Exercise input ::

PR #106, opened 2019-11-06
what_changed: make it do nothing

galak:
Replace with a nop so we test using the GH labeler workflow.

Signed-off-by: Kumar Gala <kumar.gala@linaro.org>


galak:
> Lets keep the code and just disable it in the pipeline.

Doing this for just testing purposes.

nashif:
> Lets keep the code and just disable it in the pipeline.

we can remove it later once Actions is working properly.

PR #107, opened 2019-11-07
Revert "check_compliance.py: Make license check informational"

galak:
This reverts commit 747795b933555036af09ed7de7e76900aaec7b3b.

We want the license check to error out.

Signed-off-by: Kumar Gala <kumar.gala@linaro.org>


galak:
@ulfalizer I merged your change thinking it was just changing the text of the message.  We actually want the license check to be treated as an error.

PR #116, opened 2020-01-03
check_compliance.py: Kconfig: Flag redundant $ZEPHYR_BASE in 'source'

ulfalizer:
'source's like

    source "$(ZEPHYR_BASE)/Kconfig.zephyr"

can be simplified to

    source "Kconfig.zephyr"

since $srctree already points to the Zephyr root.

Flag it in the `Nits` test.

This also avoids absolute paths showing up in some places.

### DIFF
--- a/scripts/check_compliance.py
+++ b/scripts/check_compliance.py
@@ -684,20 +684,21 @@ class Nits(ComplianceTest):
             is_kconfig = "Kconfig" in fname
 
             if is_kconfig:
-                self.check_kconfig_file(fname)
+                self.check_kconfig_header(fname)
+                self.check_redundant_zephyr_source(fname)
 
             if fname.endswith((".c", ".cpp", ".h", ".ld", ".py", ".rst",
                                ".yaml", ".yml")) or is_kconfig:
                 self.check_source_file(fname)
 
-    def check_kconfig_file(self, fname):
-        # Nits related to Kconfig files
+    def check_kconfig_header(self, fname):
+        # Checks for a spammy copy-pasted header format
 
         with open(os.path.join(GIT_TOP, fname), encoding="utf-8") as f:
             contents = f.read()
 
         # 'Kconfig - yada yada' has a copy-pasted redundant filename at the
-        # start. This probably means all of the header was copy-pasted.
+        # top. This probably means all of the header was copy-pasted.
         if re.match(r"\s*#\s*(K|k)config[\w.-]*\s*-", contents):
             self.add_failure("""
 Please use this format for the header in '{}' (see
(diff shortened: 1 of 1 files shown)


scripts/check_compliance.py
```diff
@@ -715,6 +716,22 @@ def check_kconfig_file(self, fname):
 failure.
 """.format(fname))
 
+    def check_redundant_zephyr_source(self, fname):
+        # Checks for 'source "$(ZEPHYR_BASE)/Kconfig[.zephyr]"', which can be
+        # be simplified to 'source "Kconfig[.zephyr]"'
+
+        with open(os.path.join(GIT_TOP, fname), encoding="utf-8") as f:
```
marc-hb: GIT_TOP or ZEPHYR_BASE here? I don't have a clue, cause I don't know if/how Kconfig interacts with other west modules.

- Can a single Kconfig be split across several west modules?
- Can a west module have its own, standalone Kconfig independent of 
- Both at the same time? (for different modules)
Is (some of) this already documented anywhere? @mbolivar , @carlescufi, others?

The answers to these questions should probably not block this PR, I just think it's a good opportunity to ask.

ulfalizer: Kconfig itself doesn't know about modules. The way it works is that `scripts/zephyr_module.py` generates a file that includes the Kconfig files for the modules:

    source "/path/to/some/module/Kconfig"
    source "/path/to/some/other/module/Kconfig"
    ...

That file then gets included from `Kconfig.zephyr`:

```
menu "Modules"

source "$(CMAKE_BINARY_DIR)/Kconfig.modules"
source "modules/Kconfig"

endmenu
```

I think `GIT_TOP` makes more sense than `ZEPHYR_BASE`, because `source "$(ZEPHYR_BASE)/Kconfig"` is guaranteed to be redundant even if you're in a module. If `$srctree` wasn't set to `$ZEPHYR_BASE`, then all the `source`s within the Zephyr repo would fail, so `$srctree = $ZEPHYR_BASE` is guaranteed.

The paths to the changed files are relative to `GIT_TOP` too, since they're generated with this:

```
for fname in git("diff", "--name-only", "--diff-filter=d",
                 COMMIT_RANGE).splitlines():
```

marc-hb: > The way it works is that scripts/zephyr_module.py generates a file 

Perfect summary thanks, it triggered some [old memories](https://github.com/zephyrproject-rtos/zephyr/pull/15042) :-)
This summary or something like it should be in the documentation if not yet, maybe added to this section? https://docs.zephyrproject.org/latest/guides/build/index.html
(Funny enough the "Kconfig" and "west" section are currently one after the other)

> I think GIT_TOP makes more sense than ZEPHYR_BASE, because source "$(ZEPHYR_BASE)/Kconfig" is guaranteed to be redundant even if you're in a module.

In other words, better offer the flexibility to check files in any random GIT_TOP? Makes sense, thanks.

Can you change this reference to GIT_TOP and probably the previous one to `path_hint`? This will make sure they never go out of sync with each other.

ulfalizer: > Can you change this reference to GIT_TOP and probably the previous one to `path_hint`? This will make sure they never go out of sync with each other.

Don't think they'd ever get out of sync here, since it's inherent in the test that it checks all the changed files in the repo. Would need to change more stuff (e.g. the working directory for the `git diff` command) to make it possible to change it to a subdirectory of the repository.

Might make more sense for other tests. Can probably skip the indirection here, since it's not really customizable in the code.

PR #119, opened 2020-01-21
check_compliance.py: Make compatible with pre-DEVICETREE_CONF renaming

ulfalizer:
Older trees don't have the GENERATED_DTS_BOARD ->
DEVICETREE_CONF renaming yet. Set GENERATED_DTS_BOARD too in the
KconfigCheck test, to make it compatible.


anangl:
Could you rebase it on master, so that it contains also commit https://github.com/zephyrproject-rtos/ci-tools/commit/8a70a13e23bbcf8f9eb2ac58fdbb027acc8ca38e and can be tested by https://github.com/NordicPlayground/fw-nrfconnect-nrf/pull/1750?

--

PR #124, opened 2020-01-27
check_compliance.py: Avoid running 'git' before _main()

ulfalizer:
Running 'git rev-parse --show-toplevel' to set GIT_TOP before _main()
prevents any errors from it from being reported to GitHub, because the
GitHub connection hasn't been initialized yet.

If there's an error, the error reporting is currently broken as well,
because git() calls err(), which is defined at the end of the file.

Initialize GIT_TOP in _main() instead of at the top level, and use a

* * *

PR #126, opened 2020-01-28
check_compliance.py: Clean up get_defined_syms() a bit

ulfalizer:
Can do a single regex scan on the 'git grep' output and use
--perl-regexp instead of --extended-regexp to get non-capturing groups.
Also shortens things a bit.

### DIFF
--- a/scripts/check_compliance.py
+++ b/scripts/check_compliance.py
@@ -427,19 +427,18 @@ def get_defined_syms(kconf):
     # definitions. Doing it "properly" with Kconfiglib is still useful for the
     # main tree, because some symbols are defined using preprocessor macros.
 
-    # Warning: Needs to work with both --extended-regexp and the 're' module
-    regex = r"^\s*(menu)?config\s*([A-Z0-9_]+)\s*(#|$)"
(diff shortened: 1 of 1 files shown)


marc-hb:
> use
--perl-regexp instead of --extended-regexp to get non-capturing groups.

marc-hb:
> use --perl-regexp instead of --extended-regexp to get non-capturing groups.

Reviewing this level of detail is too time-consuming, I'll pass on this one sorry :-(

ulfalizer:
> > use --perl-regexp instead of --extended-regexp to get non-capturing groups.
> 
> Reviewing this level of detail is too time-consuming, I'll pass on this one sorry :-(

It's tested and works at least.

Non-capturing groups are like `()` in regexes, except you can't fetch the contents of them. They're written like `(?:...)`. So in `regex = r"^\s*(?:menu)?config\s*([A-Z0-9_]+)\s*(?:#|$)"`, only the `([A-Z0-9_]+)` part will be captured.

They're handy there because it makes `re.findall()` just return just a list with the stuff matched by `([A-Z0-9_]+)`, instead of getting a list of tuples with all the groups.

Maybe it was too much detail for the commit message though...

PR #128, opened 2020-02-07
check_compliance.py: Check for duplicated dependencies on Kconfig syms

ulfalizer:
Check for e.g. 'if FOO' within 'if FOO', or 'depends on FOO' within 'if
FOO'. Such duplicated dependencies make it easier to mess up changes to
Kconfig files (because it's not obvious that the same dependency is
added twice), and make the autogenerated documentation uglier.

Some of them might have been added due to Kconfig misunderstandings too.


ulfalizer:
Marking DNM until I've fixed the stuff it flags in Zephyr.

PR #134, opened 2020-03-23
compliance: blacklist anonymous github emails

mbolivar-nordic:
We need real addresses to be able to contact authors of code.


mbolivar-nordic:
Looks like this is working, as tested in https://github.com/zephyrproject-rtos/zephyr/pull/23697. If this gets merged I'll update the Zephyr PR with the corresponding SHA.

What the task requires :: The string "currently" may occur in the listing; show every line where it does.

Result below ::
(Funny enough the "Kconfig" and "west" section are currently one after the other)
If there's an error, the error reporting is currently broken as well,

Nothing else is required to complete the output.